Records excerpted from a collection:
================

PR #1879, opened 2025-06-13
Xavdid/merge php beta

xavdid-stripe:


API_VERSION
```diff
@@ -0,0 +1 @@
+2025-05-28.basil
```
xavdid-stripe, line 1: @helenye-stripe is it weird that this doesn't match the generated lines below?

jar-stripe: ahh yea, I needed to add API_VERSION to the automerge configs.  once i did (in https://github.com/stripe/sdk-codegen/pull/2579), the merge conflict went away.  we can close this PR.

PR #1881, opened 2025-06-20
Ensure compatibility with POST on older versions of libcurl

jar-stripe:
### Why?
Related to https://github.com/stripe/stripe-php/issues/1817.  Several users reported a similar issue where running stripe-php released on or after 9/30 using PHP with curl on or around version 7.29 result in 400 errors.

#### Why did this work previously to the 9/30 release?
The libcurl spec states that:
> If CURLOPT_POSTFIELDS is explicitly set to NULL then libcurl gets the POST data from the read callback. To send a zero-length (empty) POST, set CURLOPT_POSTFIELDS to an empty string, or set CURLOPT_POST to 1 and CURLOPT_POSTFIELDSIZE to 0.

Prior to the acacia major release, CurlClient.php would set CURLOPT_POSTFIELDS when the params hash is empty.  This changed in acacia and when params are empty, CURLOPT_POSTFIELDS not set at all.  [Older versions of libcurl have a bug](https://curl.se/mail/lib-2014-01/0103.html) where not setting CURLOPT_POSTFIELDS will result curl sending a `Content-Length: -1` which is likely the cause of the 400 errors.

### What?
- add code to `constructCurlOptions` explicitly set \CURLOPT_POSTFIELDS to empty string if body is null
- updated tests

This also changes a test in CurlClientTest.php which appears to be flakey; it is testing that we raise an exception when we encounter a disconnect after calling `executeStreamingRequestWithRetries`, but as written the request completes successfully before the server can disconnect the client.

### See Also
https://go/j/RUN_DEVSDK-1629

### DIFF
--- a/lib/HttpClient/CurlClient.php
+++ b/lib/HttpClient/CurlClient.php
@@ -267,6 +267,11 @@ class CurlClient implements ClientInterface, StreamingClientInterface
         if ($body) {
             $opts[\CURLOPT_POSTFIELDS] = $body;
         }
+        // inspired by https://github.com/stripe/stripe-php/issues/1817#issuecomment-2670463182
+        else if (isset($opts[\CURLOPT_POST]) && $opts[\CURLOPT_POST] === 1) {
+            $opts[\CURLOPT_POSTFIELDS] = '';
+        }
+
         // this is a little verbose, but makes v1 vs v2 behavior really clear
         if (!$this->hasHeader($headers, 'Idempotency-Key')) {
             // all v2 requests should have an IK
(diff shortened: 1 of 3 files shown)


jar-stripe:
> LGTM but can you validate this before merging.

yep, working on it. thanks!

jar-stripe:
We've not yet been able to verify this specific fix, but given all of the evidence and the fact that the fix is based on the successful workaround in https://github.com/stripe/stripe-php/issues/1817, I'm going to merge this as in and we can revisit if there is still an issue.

================

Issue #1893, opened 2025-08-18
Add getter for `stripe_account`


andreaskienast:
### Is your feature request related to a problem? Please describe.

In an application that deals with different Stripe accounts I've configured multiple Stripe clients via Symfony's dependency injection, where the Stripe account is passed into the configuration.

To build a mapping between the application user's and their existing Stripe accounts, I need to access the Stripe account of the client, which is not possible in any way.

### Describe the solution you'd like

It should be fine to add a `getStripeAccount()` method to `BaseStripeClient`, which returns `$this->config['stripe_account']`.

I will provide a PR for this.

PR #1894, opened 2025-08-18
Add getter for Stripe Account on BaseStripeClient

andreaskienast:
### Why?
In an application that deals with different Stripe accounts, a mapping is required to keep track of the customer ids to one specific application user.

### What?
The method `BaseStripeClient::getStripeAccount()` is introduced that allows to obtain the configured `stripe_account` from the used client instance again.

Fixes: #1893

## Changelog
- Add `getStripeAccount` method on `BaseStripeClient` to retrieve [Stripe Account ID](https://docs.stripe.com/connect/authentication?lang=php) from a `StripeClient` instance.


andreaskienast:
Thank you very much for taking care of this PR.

================

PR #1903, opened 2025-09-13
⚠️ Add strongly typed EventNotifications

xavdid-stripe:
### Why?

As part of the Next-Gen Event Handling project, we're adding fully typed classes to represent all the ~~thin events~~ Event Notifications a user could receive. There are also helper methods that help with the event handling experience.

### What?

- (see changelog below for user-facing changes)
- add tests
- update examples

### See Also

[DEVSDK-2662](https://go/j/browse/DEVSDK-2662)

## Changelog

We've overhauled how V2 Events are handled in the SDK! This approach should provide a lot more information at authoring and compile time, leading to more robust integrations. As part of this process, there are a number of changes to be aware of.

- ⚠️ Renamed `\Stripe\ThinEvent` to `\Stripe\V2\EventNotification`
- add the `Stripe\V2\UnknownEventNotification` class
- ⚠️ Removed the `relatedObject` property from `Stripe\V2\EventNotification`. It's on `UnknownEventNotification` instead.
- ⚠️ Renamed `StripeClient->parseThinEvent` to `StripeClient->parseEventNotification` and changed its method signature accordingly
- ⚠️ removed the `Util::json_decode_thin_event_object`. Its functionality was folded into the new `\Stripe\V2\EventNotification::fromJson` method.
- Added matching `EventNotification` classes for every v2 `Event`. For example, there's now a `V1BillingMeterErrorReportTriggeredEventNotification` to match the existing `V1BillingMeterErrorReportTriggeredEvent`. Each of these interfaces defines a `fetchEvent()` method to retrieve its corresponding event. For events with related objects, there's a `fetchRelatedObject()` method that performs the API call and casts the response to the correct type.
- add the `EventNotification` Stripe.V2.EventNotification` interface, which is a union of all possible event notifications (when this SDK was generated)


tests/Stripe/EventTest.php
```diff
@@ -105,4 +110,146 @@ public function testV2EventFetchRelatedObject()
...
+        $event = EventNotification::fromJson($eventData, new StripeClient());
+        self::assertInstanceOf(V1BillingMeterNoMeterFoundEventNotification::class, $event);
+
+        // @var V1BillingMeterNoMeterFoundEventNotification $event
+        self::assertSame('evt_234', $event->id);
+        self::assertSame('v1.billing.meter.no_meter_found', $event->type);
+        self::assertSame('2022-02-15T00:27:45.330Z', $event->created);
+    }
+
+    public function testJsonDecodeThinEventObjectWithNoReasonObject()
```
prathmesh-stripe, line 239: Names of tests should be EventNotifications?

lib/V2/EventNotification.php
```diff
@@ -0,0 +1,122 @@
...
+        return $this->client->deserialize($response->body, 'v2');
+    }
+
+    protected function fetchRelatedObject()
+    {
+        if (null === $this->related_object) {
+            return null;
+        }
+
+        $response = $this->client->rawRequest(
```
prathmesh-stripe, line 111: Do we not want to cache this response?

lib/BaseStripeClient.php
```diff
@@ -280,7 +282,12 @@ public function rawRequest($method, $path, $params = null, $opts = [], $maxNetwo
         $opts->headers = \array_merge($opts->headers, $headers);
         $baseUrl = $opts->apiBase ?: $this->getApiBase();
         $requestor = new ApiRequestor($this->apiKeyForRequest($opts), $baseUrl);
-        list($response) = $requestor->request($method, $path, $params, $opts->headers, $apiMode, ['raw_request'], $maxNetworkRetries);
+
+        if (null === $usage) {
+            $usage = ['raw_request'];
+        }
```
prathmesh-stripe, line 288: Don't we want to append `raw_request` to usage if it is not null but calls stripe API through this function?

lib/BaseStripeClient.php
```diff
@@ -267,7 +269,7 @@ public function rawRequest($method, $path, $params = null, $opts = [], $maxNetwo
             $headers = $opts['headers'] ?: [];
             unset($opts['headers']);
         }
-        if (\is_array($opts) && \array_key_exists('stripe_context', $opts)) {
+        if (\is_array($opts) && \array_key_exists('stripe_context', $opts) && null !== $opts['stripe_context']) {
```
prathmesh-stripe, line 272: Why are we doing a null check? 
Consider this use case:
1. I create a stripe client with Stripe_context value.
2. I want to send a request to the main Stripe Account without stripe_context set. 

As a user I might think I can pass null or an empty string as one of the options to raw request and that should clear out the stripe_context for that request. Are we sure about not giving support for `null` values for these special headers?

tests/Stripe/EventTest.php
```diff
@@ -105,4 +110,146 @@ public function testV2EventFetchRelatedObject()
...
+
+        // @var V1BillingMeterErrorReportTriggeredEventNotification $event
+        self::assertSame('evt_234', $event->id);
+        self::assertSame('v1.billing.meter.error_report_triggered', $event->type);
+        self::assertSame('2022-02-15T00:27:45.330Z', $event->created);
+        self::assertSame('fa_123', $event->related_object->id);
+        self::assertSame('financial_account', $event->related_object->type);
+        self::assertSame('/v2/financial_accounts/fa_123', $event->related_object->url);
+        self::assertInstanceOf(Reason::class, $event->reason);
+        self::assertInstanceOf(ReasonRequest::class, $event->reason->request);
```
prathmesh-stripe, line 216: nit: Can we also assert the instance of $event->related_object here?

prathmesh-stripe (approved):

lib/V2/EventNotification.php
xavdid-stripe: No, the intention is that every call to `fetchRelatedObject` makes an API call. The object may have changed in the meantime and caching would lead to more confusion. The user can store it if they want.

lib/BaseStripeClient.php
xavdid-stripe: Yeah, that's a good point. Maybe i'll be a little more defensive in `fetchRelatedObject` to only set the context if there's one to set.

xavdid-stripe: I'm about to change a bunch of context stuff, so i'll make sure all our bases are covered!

================

**PROBLEM TO WORK ON**.
Among the lines above, please find those with "every" and copy them.

**OUTPUT OF THE EXERCISE**.
- Added matching `EventNotification` classes for every v2 `Event`. For example, there's now a `V1BillingMeterErrorReportTriggeredEventNotification` to match the existing `V1BillingMeterErrorReportTriggeredEvent`. Each of these interfaces defines a `fetchEvent()` method to retrieve its corresponding event. For events with related objects, there's a `fetchRelatedObject()` method that performs the API call and casts the response to the correct type.
xavdid-stripe: No, the intention is that every call to `fetchRelatedObject` makes an API call. The object may have changed in the meantime and caching would lead to more confusion. The user can store it if they want.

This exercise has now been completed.